On the eve of the explosion of on-chain options
Original Title: Crypto Options Are Waking Up
Original Source: Delphi Digital
Original Compilation: AididiaoJP, Foresight News
The scale of the cryptocurrency options market far exceeds most people's understanding. The trading volume of cryptocurrency derivatives on the Chicago Mercantile Exchange (CME) is 46% higher than the historical record set last year. Institutional investors need clear risk management tools to hedge large positions, and options are the only cryptocurrency tool that can provide this function.
Reshaping the Landscape
By mid-2025, the total open interest in btc-42">Bitcoin options reached $65 billion, surpassing futures open interest for the first time. Futures are leveraged tools, while options allow funds to set a loss limit on their $500 million Bitcoin holdings by paying a premium. This turning point indicates that tools with risk definition capabilities are gradually replacing purely leveraged tools.
This growth is mainly concentrated on two platforms. Deribit has been the mainstream platform for cryptocurrency options trading for years, and after being acquired by Coinbase for $2.9 billion in 2025, it received institutional-level endorsement. Meanwhile, IBIT options, launched at the end of 2024, have brought traditional financial capital into this field. The options market is rapidly expanding, but the vast majority of trades still need to be completed through intermediaries.
On-Chain Options Are Still in Their Infancy
The market share of decentralized derivatives has risen from 2% to over 10% in two years. Hyperliquid has proven that decentralized exchanges (DEX) can match centralized exchanges in speed and transparency. However, on-chain options have yet to see similarly representative projects.
@DeriveXYZ remains the leading on-chain options protocol, with a nominal options trading volume exceeding $700 million in the past 30 days. The protocol was launched in August 2021 under the name Lyra as an options automated market maker (AMM) and underwent a complete reconstruction in 2023 after the bear market, now built on its own OP Stack Layer 2 with a gas-free central limit order book.
This reconstruction has fundamentally changed the pricing mechanism. Market makers quote directly on the order book, narrowing spreads, improving pricing accuracy, and supporting larger-scale trades. Traders can enjoy zero gas fees and sub-second execution speeds.
Its portfolio margin system has also attracted institutional attention. The system assesses overall position risk through scenario analysis. For example, if a trader holds both long call options and short put options on the same underlying asset, the system does not require margin for each leg separately.

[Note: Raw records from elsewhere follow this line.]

PR #4090, opened 2023-11-02
WHO City of the Daleks

Glorax:


forge-gui/res/cardsfolder/upcoming/city_of_the_daleks.txt
```diff
@@ -0,0 +1,12 @@
+Name:City of the Daleks
+ManaCost:no cost
+Types:Plane Skaro
+T:Mode$ AttackersDeclared | AttackingPlayer$ You | Execute$ TrigLoseLife | TriggerZones$ Command | TriggerDescription$ Whenever your team attacks with exactly two creatures, those creatures gain double strike until end of turn.
```
tool4ever, line 4: wrong description

forge-gui/res/tokenscripts/b_3_3_a_dalek_menace_designated.txt
Simisays, line 1: @paulsnoops I was thinking more of b_3_3_a_dalek_menace_mustattack 

Thoughts ?

Glorax: I was following the example of the Archenemy cards that have similar effects.

forge-gui/res/cardsfolder/upcoming/city_of_the_daleks.txt
```diff
@@ -0,0 +1,12 @@
+Name:City of the Daleks
+ManaCost:no cost
+Types:Plane Skaro
+T:Mode$ AttackersDeclared | AttackingPlayer$ You | Execute$ TrigLoseLife | TriggerZones$ Command | TriggerDescription$ Whenever your team attacks with exactly two creatures, those creatures gain double strike until end of turn.
+SVar:TrigLoseLife:DB$ LoseLife | LifeAmount$ X | ValidTgts$ Opponent | TgtPrompt$ Select target opponent
+T:Mode$ ChaosEnsues | TriggerZones$ Command | Execute$ TrigRepeat | TriggerDescription$ Whenever chaos ensues, for each opponent, you create a 3/3 black Dalek artifact creature token with menace that attacks that opponent this turn if able. Those tokens gain haste. Sacrifice them at the beginning of the next end step.
```
tool4ever, line 6: these old scheme cards are doing it wrong
the "attacks that opponent this turn if able" is not an ability of the token
it's an effect that gets applied to the game rules

you could look at the Encore implementation inside CardFactory as a better approach for educational purpose, but since this is also only another variant card I don't see this as high priority

Northmoc:
@Glorax invited you to join contributors – then you can claim cards in the project view to avoid any confusion

forge-gui/res/tokenscripts/b_3_3_a_dalek_menace_designated.txt
paulsnoops: yeah designated works fine

paulsnoops: Actually, can you remove the token from the PR and in the script use the token we already have: b_3_3_a_dalek_menace

I know the card says "that attacks that opponent this turn if able" but the token you have made doesn't actually exist so we can't use it.

https://scryfall.com/search?as=grid&order=name&q=dalek+type%3Atoken+%28game%3Apaper%29

Glorax: @paulsnoops So I should find a way to integrate that effect into the card then, as opposed to the token.

forge-gui/res/cardsfolder/upcoming/city_of_the_daleks.txt
tool4ever: should be fixed but still needs testing

Simisays: Seems to work in my testing 
image

tool4ever (approved):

The collateral required for hedged positions is lower than the simple sum of each position, which is the common logic in traditional financial derivatives trading desks. Derive also offers perpetual contracts and lending services on the same Layer 2, supporting cross-product margining.
@KyanExchange is moving in the same direction in a different way. The platform combines an order book matching engine with on-chain portfolio margining, allowing multi-leg operations to be completed in a single atomic transaction. Traders can deploy iron condor strategies with just a few clicks.
The clearing mechanism adopted by Kyan also differs from most DeFi protocols. When the margin threshold is breached, the platform does not liquidate the entire account but executes partial liquidations, only closing the minimum positions necessary to restore the account to meet margin requirements. Kyan is currently in the Arbitrum testing phase, with mainnet launch imminent.
Who Needs Options?
Asset management companies building structured products urgently need the clearly defined risk-return structures that options provide. For example, JPMorgan's stock premium income ETF is built on a covered call strategy and is one of the largest actively managed funds in the world. The overall management scale of income products based on derivatives has exceeded $100 billion. As more institutional funds enter on-chain, the corresponding hedging demand will also migrate.
Currently, more and more institutional investors hold or plan to allocate digital assets in the short term. The open interest in IBIT options has surpassed that of the gold ETF GLD. In 2025, CME processed a nominal trading volume of $3 trillion in cryptocurrency derivatives.
The Timing Is Maturing
Most early on-chain options protocols failed to survive primarily due to regulatory uncertainty. For example, Opyn was penalized by the CFTC for operating a derivatives trading platform without a license. At that time, the team could not predict whether the product would be deemed illegal in the next quarter during its development.
The current situation is improving. In September 2025, the U.S. Securities and Exchange Commission (SEC) and the Commodity Futures Trading Commission (CFTC) jointly issued a statement allowing regulated trading platforms to conduct spot cryptocurrency asset trading. The CLARITY Act has passed the House of Representatives, proposing to place the digital commodity spot market under CFTC regulation. The Senate version is still under negotiation and currently on hold. CME Group will launch 24/7 cryptocurrency options trading on May 29. Although this does not guarantee that on-chain protocols will necessarily prevail, the overall environment has undergone a substantial change.